Segment Start: Materials provided

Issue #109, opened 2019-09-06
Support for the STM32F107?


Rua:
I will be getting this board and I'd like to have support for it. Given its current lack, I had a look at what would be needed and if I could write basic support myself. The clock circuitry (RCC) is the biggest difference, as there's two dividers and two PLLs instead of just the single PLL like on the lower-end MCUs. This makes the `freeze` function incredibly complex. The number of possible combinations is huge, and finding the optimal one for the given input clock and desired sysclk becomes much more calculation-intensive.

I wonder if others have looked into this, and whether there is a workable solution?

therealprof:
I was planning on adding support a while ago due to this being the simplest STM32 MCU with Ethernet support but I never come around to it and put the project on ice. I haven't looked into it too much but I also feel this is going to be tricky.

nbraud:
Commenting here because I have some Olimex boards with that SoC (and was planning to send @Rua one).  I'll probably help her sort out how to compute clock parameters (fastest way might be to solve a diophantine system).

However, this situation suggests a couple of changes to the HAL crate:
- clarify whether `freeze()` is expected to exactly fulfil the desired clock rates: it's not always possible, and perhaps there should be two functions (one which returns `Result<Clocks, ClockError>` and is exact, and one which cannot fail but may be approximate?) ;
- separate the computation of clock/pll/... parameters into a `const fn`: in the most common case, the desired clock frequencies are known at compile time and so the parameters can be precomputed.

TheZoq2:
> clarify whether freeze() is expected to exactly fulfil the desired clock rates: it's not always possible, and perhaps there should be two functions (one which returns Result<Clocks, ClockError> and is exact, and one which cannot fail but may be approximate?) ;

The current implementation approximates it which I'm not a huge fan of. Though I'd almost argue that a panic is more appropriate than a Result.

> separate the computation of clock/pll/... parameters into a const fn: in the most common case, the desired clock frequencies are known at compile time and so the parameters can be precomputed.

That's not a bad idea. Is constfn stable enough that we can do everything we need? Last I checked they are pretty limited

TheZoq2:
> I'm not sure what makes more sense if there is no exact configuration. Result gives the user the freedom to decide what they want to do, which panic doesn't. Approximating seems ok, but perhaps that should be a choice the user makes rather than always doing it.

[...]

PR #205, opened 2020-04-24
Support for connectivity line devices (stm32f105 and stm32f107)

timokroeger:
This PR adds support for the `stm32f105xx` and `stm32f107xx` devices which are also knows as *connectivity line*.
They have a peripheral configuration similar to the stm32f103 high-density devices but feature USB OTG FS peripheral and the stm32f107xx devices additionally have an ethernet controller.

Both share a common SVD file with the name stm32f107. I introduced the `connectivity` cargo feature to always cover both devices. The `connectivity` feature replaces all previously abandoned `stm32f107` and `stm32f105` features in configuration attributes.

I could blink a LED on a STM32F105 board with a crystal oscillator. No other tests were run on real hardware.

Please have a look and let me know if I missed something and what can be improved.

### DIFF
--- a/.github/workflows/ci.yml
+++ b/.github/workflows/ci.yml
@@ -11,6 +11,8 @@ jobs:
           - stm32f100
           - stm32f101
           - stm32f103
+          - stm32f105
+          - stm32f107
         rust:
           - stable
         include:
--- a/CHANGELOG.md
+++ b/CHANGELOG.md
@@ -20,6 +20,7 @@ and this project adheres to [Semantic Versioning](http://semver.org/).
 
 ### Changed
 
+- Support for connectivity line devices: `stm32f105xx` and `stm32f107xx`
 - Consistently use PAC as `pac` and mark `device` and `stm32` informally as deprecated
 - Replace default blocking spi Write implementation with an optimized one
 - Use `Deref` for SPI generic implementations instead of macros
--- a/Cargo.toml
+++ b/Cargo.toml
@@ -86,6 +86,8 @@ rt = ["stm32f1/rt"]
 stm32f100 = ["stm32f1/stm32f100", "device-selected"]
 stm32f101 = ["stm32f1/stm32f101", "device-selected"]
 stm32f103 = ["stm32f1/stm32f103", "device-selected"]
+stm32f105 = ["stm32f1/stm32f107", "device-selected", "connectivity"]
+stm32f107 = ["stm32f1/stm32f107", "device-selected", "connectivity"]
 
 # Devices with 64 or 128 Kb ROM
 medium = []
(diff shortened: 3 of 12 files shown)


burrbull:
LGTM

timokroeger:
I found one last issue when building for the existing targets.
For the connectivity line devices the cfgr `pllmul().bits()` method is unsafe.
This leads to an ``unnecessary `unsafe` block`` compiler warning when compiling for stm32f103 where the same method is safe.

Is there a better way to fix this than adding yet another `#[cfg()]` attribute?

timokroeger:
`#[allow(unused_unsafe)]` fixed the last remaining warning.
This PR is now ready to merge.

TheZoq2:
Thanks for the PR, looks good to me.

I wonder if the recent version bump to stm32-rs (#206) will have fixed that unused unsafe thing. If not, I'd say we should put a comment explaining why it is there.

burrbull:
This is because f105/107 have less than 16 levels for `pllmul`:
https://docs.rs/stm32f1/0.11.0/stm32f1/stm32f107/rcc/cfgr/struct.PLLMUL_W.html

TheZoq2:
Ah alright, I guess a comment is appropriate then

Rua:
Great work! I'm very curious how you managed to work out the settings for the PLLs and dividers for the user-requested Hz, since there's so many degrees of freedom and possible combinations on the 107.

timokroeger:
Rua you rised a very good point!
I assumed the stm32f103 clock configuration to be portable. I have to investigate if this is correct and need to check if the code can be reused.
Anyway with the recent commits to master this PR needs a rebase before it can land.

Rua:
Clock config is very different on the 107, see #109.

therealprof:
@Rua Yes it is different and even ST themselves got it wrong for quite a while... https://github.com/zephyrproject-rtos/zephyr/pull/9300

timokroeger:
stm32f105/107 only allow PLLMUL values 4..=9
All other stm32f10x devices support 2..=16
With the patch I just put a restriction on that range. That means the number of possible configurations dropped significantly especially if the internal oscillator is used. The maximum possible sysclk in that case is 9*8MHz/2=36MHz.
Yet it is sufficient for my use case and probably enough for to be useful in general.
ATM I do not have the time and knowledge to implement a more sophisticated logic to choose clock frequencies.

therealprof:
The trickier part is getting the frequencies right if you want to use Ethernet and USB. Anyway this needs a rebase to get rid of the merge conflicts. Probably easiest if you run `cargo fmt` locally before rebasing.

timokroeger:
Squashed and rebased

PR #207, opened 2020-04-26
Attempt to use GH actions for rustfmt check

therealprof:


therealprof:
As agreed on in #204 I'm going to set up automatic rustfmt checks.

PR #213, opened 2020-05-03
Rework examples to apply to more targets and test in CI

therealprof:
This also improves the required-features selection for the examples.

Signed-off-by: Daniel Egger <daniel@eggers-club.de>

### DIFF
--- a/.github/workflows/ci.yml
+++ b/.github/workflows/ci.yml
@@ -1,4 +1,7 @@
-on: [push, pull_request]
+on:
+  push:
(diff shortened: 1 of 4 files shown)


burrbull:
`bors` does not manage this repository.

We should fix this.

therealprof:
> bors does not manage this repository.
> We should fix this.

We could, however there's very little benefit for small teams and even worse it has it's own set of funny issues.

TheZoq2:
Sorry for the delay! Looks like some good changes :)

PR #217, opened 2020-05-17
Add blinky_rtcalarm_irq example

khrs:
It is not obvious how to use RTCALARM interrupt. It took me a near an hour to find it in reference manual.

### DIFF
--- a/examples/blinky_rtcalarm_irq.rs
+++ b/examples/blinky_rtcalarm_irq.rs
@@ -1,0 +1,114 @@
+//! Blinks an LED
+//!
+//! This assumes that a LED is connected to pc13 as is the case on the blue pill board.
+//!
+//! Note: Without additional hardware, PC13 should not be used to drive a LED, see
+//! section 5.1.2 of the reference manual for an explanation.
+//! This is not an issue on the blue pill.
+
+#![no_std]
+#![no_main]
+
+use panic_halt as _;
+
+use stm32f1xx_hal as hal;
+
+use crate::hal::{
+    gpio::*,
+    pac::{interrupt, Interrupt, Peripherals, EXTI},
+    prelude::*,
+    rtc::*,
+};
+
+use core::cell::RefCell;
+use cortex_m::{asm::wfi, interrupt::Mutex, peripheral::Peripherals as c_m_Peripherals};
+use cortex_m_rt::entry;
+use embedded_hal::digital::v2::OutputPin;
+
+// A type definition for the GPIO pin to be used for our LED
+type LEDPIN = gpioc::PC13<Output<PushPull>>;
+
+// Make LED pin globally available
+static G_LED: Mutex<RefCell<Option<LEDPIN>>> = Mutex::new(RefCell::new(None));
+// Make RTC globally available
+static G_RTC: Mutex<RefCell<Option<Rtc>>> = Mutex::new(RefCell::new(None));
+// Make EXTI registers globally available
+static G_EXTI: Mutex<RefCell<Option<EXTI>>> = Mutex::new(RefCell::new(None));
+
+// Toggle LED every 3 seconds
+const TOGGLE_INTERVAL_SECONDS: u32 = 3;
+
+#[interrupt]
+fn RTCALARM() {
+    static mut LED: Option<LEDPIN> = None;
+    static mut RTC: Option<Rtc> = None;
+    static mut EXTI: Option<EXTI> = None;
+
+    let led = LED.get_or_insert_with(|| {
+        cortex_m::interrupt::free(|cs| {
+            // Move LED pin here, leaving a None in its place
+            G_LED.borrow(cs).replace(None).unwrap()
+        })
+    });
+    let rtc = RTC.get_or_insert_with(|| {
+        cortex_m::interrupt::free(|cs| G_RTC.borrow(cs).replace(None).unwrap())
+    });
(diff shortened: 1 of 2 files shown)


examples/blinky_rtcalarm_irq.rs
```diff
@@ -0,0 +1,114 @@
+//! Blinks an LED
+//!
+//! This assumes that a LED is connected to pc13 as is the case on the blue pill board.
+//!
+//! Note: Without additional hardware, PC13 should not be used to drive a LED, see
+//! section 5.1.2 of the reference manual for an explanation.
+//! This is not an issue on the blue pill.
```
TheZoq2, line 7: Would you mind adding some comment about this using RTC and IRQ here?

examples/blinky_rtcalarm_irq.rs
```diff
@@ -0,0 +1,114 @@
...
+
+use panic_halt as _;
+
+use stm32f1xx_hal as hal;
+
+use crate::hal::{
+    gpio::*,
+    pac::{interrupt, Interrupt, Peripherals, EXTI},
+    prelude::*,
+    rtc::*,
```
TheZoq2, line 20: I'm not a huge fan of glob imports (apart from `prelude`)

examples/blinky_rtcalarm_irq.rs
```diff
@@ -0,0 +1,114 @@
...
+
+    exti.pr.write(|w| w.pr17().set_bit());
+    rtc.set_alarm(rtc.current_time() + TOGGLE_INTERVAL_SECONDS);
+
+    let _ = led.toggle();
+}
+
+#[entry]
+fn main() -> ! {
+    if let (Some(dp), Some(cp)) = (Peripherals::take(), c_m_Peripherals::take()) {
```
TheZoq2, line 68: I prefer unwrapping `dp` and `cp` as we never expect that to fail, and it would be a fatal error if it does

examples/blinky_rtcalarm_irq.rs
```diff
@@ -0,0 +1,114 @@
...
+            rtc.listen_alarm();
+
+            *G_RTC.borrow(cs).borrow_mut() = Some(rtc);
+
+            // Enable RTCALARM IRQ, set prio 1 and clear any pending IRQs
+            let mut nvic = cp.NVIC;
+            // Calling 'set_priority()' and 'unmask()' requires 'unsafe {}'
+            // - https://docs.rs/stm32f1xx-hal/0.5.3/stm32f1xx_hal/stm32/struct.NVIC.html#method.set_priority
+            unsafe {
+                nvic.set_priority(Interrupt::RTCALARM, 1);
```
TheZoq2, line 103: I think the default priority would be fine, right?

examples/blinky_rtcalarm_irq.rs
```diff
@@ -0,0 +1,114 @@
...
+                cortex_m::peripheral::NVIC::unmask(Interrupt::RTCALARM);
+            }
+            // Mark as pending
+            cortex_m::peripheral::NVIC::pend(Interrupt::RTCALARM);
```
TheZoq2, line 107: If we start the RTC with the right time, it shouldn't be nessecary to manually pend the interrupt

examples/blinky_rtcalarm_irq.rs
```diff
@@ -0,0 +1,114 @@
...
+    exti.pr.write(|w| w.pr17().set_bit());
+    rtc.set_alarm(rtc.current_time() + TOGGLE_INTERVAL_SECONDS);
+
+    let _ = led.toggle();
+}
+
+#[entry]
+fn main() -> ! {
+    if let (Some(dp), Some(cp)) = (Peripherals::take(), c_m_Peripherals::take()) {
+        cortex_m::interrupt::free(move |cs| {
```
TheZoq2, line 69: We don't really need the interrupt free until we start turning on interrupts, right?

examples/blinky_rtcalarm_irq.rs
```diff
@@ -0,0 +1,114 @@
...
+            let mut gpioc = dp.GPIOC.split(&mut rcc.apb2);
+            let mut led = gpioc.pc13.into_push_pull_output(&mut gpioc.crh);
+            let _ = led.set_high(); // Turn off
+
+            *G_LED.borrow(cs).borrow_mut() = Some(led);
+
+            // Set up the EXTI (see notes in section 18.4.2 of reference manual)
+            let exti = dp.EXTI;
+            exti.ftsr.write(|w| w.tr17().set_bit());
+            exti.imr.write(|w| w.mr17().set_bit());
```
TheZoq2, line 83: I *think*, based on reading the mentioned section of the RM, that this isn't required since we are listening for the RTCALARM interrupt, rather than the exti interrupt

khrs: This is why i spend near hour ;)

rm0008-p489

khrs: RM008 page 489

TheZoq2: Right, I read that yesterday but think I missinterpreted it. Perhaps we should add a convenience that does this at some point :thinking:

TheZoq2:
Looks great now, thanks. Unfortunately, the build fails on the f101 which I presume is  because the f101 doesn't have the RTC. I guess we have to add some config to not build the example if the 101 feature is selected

Segment End: Materials provided

What you have to do
In the records above, locate every line with the string "gpioc" and copy it.

Written reply
+type LEDPIN = gpioc::PC13<Output<PushPull>>;
+            let mut gpioc = dp.GPIOC.split(&mut rcc.apb2);
+            let mut led = gpioc.pc13.into_push_pull_output(&mut gpioc.crh);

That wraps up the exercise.